━━━━━ EXERCISE INPUT ━━━━━

PR #148, opened 2018-07-10
Add IDEs and package managers to tools list

bernars-usa:
These were issues I ran into with my new machine, but @ju-liem confirmed she was also running into trouble with them, so it doesn't hurt to make the list really really complete.

@usds/forms-system for 👀

### DIFF
--- a/docs/getting-started/tools-for-getting-started-with-the-us-forms-system.md
+++ b/docs/getting-started/tools-for-getting-started-with-the-us-forms-system.md
@@ -1,47 +1,46 @@
 # Tools for getting started with the US Forms System
 
-Building a form using the US Forms System requires some minimum front-end development tools, as well as general knowledge of those tools. Where possible, we'll provide links to information about getting started with these tools.
+Building a form using the US Forms System requires some minimum front-end development tools, as well as general knowledge of those tools. Where possible, we've provided links to information about getting started with these tools.
 
 ### In this guide
 
-- [Command line interface (CLI)](#command-line-interface-cli)
-- [Integrated development environment (IDE)](#integrated-development-environment-ide)
-- [Package manager](#package-manager)
-- [JavaScript](#javascript)
-- [Node.js and npm](#nodejs-and-npm)
-- [React](#react)
-- [JSON Schema](#json-schema)
-- [react-jsonschema-form (rjsf)](#react-jsonschema-form-rjsf)
+- [General development tools and knowledge](#general-development-tools-and-knowledge)
+- [Laungauges and technologies](#languages-and-technologies)
+  - [JavaScript](#javascript)
+  - [Node.js and npm](#nodejs-and-npm)
+  - [React](#react)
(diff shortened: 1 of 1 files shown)


bernars-usa:
> I, for example, don't use an IDE, just a terminal and a text editor. I think some of these suggestions could be misleading.

This is definitely a fair point. What @ju-liem and I ran into was something more akin to "new machine syndrome" where in order to get the tools in the list installed, we had to get some more basic things like Xcode and Homebrew set up, especially because of the restrictions with the computers we're using. I wanted to find a way to provide the *most basic* information about how to get around those issues without actually prescribing a dev environment.

I reorganized what I added here based on a brief conversation with @jcmeloni-usds (https://github.com/usds/us-forms-system/pull/148/commits/c360ecef73053c414637f56246c4d2cc74d552bb)... what do you think? Still too much?

annekainicUSDS:
@bernars-usa thanks for taking another look at this, but I still believe this content doesn't belong in our repo. The issues you described running into are not related to our library, as you said, but just general issues in getting your machine set up for local development. I've never seen a framework or library include guidance on these kinds of issues in their docs before. What we have as it is (e.g., in terms of command line tool and JavaScript skills) is beyond anything I've seen in a library or framework's documentation.

Even if we were to include guidance on general local development stuff, I wouldn't include anything about using an IDE. Again, that's a very specific choice that a developer makes on how they want to develop locally, and I think it's beyond the bounds of our project to recommend how they write their code.

I'm also confused by you needing Xcode, and Homebrew should only be used to install Node.js, nothing else. Everything else (e.g., React, rjsf, etc.) just gets installed using npm. The way it's written now it makes it sound like Homebrew is used to install everything, and that shouldn't be the case.

I think we should remove the content related to IDEs and Xcode. We could suggest using Homebrew as a way to install Node, but that's all I would add. Homebrew is not required to install Node. It's just one way to install it, and has the additional benefit of being able to manage different versions of Node. But if someone already has the version of Node installed that's needed for this library, there's no need for them to also be using Homebrew. Here's how vets-website writes their recommendation on using Homebrew: https://github.com/department-of-veterans-affairs/vets-website#requirements.

Let me know if this makes sense!

bernars-usa:
> Let me know if this makes sense!

This makes sense. Thanks for hearing me out, @annekainicUSDS. 👍

annekainicUSDS:
Of course! I definitely want to make sure it's clear how to use this library. There might be a way to include some instructions that say things like "we're assuming you have a way to edit the code locally. if you need information about text editors and IDEs, see here", and include some useful links.

bernars-usa:
Yes, I think there are more changes to be made to this article for sure. We're slowly getting more feedback about these Getting Started docs, so let's keep an eye on that feedback over the next couple of weeks.

I do want to say that often with open source projects, there are a lot of assumptions about the tools and abilities of the user. If we're not explicit about what's required, we run the risk of accidentally limiting the reach of the project.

━━━━━

§ **WHAT IS BEING ASKED**:
Retype the entries above exactly, but only from the line containing "These were issues" through the line containing "tools and knowledge](#general-development-tools-and-knowledge)", both included.

§ **TASK SOLUTION**:
These were issues I ran into with my new machine, but @ju-liem confirmed she was also running into trouble with them, so it doesn't hurt to make the list really really complete.

@usds/forms-system for 👀

### DIFF
--- a/docs/getting-started/tools-for-getting-started-with-the-us-forms-system.md
+++ b/docs/getting-started/tools-for-getting-started-with-the-us-forms-system.md
@@ -1,47 +1,46 @@
 # Tools for getting started with the US Forms System
 
-Building a form using the US Forms System requires some minimum front-end development tools, as well as general knowledge of those tools. Where possible, we'll provide links to information about getting started with these tools.
+Building a form using the US Forms System requires some minimum front-end development tools, as well as general knowledge of those tools. Where possible, we've provided links to information about getting started with these tools.
 
 ### In this guide
 
-- [Command line interface (CLI)](#command-line-interface-cli)
-- [Integrated development environment (IDE)](#integrated-development-environment-ide)
-- [Package manager](#package-manager)
-- [JavaScript](#javascript)
-- [Node.js and npm](#nodejs-and-npm)
-- [React](#react)
-- [JSON Schema](#json-schema)
-- [react-jsonschema-form (rjsf)](#react-jsonschema-form-rjsf)
+- [General development tools and knowledge](#general-development-tools-and-knowledge)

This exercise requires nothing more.